§ **Extracted data**:
Issue #241, opened 2021-06-15
Update to Next.js 11


kalvinwang:
### Description

If it takes less than 1-2 hours total (including getting it to work with dependencies), let's update to Next.js 11 before UAT testing for user-facing launch.

### Acceptance Criteria

- [ ] Next.js 11 running on staging, or close this ticket if it can't be done in 1-2 hours

PR #344, opened 2021-07-29
Support changing the language to Spanish in Storybook and Jest

### LINKED ISSUE #331: Enable Spanish language in Storybook and Jest
### Description

It would be helpful to be able to view Storybook in Spanish to verify the content translation is working as expected. Similarly, it's important that we also test the Spanish content translation, so we need to enable additional locales in jest as well.

### Acceptance Criteria

- [ ] Clicking the language switcher in Storybook changes the language to Spanish
- [ ] Able to test Spanish in Jest

rocketnova:
## Ticket

Resolves #331 

## Changes

- Support changing the language to Spanish in Storybook
  - Merge `.storybook/i18n.js` into `.storybook/preview.js`  
  - Install [storybook-addon-i18next](https://github.com/fynncfchen/storybook-addon-i18next) to support changing the language in Storybook using manager controls
- Support changing the language to Spanish in Jest
  - Split `setupTests.tsx` into two files: `jest-setup.ts` and `jest-i18n.ts`
- Re-enable `useSuspense`

### Storybook

To support languages in Storybook, instead of trying to make the NextJS router change work, we are using the `storybook-addon-i18next` addon, which adds a control for selecting the language.

Screen Shot 2021-07-28 at 5 30 50 PM

As part of this PR, I was able to merge `.storybook/i18n.js` into `.storybook/preview.js`, which resolved an issue where we were calling `i18n.init()` twice. (This warning from the [docs](https://www.i18next.com/overview/api#api) was making me nervous.)

Screen Shot 2021-07-28 at 5 39 29 PM

Because `storybook-addon-i18next` has `react-i18next` as a dependency, it's really important that we make sure we only have one version of `react-i18next` installed, otherwise the locales get split up really weird. See https://github.com/isaachinman/next-i18next/issues/324#issuecomment-888664961

After #241, we may want to revisit this solution, because `storybook-addon-next-router` has had a [recent update](https://github.com/lifeiscontent/storybook-addon-next-router/releases/tag/v3.0.5) that adds support for "support for storybook i18n, so locales work with storybook and next.js"

### Jest

To support languages in Jest, I added the Spanish translation files as resources to the `i18n.init()`. To change the language in a test, we do something like this:

```ts
import i18n from '../jest-i18n'

describe('A test', () => {
  it('that is in Spanish', async () => {
    // Change the language to Spanish
    await i18n.changeLanguage('es')
    ... <test goes here> 
    // Change the language back to English
    await i18n.changeLanguage('en')
  })
})
```

To make that easier, I  split up and renamed `setupTests.tsx` so that `jest-i18n.ts` could export the configured `i18n` instance.

See https://react.i18next.com/misc/testing#testing-without-stubbing for more information about testing i18n without stubbing.

### Suspense

Mostly unrelated to the above changes, I re-enabled `useSuspense` because I came across this in the [react-i18next docs](https://www.i18next.com/overview/api#api):

> In case of react-i18next make sure useSuspense is enabled or handle the ready state in HOCs or hooks yourself.

Re-enabling it doesn't appear to have caused any interference with next-i18next, so I added it to this PR.

### Storybook

While #299 is not resolved, comment out the following lines, then run `yarn storybook`, and click on the globe icon in the top menu bar to select your language https://github.com/cagov/ui-claim-tracker/blob/32990f892c6b84017c30af5d273fdd94410649e7/pages/index.tsx#L95-L98

Note that some Spanish translation strings are still missing from `main` at the moment, but will be added with #329.

### Jest

Follow the example above to add a sample test in Spanish. `tests/pages/index.test.tsx` is a good one.


.storybook/main.js
```diff
@@ -1,15 +1,13 @@
...
-  "addons": [
-    "@storybook/addon-links",
-    "@storybook/addon-essentials",
+  stories: ['../stories/**/*.stories.mdx', '../stories/**/*.stories.@(js|jsx|ts|tsx)'],
+  addons: [
+    '@storybook/addon-links',
+    '@storybook/addon-essentials',
     '@storybook/addon-a11y',
-  // Handle SCSS modules
+    'storybook-addon-i18next/register',
```
rocketnova, line 9: Note: This is actually the change to this file. Everything else is just auto-reformatting.

package.json
```diff
@@ -109,6 +111,7 @@
     "**/trim": "^1.0.0",
     "**/prismjs": "^1.24.0",
     "**/glob-parent": "^5.1.2",
-    "**/browserslist": " ^4.16.5"
+    "**/browserslist": " ^4.16.5",
+    "storybook-addon-i18next/react-i18next": "^11.8.8"
```
rocketnova, line 115: Important! You can only have one react-i18next version installed, otherwise you end up with locales stored in different stores unable to access each other. I resolved this by using yarn's [selective resolutions](https://classic.yarnpkg.com/en/docs/selective-version-resolutions/) feature. See isaachinman/next-i18next#324 (comment)

.storybook/main.js
lomky: thank you!

lomky: I'm a bit suspect that this syntax doesn't match the rest, and I can't see the addon in my local storybook

lomky (commented):
I think we're missing something in the code vs what's installed on your local dev, as it doesn't load the globe for me!

lomky (approved):
worked after a hard reinstall!

.storybook/preview.js
```diff
@@ -45,15 +39,23 @@ export const parameters = {
 export const decorators = [
   (Story, Context) => {
     i18n.use(initReactI18next).init({
-      lng: 'en',
       fallbackLng: 'en',
       ns: ['common', 'claim-details', 'claim-status'],
       defaultNS: 'common',
+      debug: true,
```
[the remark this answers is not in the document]
rocketnova: I copied it over from `.storybook/i18n.js`. It looks like it is for logging info-level console output: https://www.i18next.com/overview/configuration-options#logging

.storybook/main.js
rocketnova: I suspect your comment might have been before you hard-re-installed, but in case it was because the syntax is weird. I did a little more work:

* Turns out that storybook addons are broken up into [3 categories](https://storybook.js.org/docs/react/configure/storybook-addons):
  * essential: ships with storybook
  * core: has the `@storybook` prefix and are located here https://github.com/storybookjs/storybook/tree/next/addons
  * community: everything else; doesn't necessarily follow a naming convention
* Also turns out that I don't need the "/register" portion of the string. This syntax was used before storybook switched over to [declarative config](https://storybook.js.org/blog/declarative-storybook-configuration/). I've removed it.

Issue #347, opened 2021-07-30
Add fallback content for Scenario 2 if no interview time can be shown


rocketnova:
### Description

To handle the error case where the `pendingDetermination.timeSlotDesc` is malformed and unable to be displayed to the user, we need to display alternate content in the `<ClaimSummary>` component.

### Acceptance Criteria

- [ ] `We identified a potential issue that could make you ineligible for benefits. You have a [phone interview scheduled](link to ui home).` for `claim-status:scenarios.scenario2.summary.0.text`

rocketnova:
I discussed this with @kalvinwang yesterday and confirmed that this is actually a non-existent edge case: it's not possible to reach Scenario 2 and then have a malformed `pendingDetermination.scheduleDate`. Instead, if there are issues with malformed data, we should log it. I'll update #320 with a note about that.

Issue #346, opened 2021-07-30
Add final missing translation strings


rocketnova:
### Description

While working on #329, I identified that we're missing a handful of Spanish translation strings. I've notified @nicoleslaw about it and I'm opening this ticket to capture the work.

### Acceptance Criteria

- [x] All remaining Spanish translation strings have been added:
  - [x] "Your Next Steps" — `Sus próximos pasos`
  - [x] "EDD Next Steps" — `Próximos pasos de EDD`
  - [x] Confirm all "EU#" extension types — see [doc](https://docs.google.com/document/d/18ZIc1y8kq9AGxdNCVIyGKWMk5aanBz0p5SaPj2prGPc/edit#)
  - [x] "California Extended Duration (CAL-ED)" — `Duración de la Extensión de California (CAL-ED)`
  - [x] "Interstate Unemployment Insurance" — `Interestatal del Seguro de Desempleo`
  - [x] "NAFTA Transitional Assistance" —`Asistencia de transición del TLCAN`

nicoleslaw:
Hi Rocket, I've updated this doc to match your questions based on EDD's existing content. I will also confirm with their translation team: https://docs.google.com/document/d/18ZIc1y8kq9AGxdNCVIyGKWMk5aanBz0p5SaPj2prGPc/edit#

rocketnova:
> Hi Rocket, I've updated this doc to match your questions based on EDD's existing content. I will also confirm with their translation team: https://docs.google.com/document/d/18ZIc1y8kq9AGxdNCVIyGKWMk5aanBz0p5SaPj2prGPc/edit#

@nicoleslaw You are fantastic. ❤️ Thank you!

PR #345, opened 2021-07-30
Add appointment to Claim Status summary

rocketnova:
## Ticket

Resolves #341 

## Changes

- Create `<Appointment>` component (with story and tests)
- Create `<ClaimSummary>` component (with story and tests)
- Add business logic for when to display an appointment as part of Scenario 2
- Add translation strings for appointments
- Add missing Scenario 2 and Scenario 3 snapshot tests for `<ClaimStatus>` component
- Add test helpers (broken out of `getScenarioContent.test.tsx`)
- Fix bugs in formatDate
- Fix bugs in timeSlot
- Add a util file for handling Sentence case in strings

## Context

This PR is big, but it is only actually handling one very narrow case: when to display the appointment date (`pendingDetermination.scheduleDate`) and time (`pendingDetermination.timeSlotDesc`) and how to format it.

## Testing

`yarn test`

ALSO

1. While #299 is not resolved, comment out the following lines: https://github.com/cagov/ui-claim-tracker/blob/32990f892c6b84017c30af5d273fdd94410649e7/pages/index.tsx#L95-L98
2. Run `yarn storybook`
3. Navigate to Page > Default 
4. Select scenario "Determination interview: scheduled"
5. **Verify it looks right**
6. Click the globe in the top menu bar and select "Español"
7. **Verify it looks right**
8. Navigate to Atoms > Appointment
9. Select a date (ignore the time picker) and **verify** in both English and Spanish
10. Enter a start and end time (must be between 1–12) and **verify** in both English and Spanish

Note: that some Spanish translation strings are still missing from `main` at the moment, but will be added with #329.

PR #348, opened 2021-07-30
Integrate Final Content into the Claim Tracker Application

### LINKED ISSUE #329: Integrate Final Content into the Claim Tracker Application

rocketnova:
## Ticket

Resolves #329 

## Changes

- Update final English content
- Update Spanish content
- Add new program & extension types
- Support unexpected program types

## Context

- [x] Final English strings are in the application
  - [x] Common strings
  - [x] scenario specific strings
- [x] Translated strings are in the application

I split out a couple issues from this one:
1. #346
2. #347

## Testing

Follow the testing instructions in #345 and check each scenario (English & Spanish) and each program type (English & Spanish).

### DIFF
--- a/public/locales/en/common.json
+++ b/public/locales/en/common.json
@@ -4,9 +4,8 @@
     "alt-image-edd": "EDD Employment Development Department State of California Home",
     "edd-home": "EDD Home",
     "help": "Help",
-    "welcome": "Welcome, name",
     "logout": "Log Out",
-    "uio-home": "UI Online Home"
+    "uio-home": "UI Home"
   },
   "title": "Claim Tracker",
   "welcome": "Claim Tracker",
@@ -23,8 +22,7 @@
     "claim-balance": "Claim Balance",
     "weekly-benefit-amount": "Weekly Benefit Amount",
     "last-payment-issued": "Last Payment Issued",
-    "extension-type": "Extension Type",
-    "extension-end-date": "Extension End Date"
+    "extension-type": "Extension Type"
   },
   "footer": {
     "toTop": "Back to Top",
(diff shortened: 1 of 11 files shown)


public/locales/en/common.json
```diff
@@ -36,7 +34,7 @@
   },
   "timeout-modal": {
     "header": "Your Session Will End Soon",
-    "warning": "To protect your information, you will be logged out in {{count}} minute if you do not continue",
+    "warning": "To protect your information, you will be logged out in {{count}} minute if you do not continue.",
```
nicoleslaw, line 37: Should this be minutes, or are there times when it would be 1 minute?

kalvinwang: Let's just go with plural minutes here since it's only singular for... one minute

lomky: we _should_ be able to use [i18n pluralization](https://www.i18next.com/translation-function/plurals) but it was giving me trouble. It might be worth another try though since Rocket solved a bug in my i18n setup!

lomky: wait, there is the plural down below on the next line! it properly pluralizes:

image

image

lomky (approved):
I defer to @nicoleslaw for final okay on the content itself, but all the tech seems to work right with the new strings

public/locales/en/common.json
kalvinwang: Oh cool, didn't realize we pluralized, thanks for checking Kat!

kalvinwang (approved):
lgtm!

nicoleslaw (approved):
I don't have any other changes for this but am assuming some of this will be updated via https://github.com/cagov/ui-claim-tracker/issues/346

§ **Work task**:
Would you copy every line from the listing above that has the string "questions" in it?

§ **Solution to this exercise**:
Hi Rocket, I've updated this doc to match your questions based on EDD's existing content. I will also confirm with their translation team: https://docs.google.com/document/d/18ZIc1y8kq9AGxdNCVIyGKWMk5aanBz0p5SaPj2prGPc/edit#
> Hi Rocket, I've updated this doc to match your questions based on EDD's existing content. I will also confirm with their translation team: https://docs.google.com/document/d/18ZIc1y8kq9AGxdNCVIyGKWMk5aanBz0p5SaPj2prGPc/edit#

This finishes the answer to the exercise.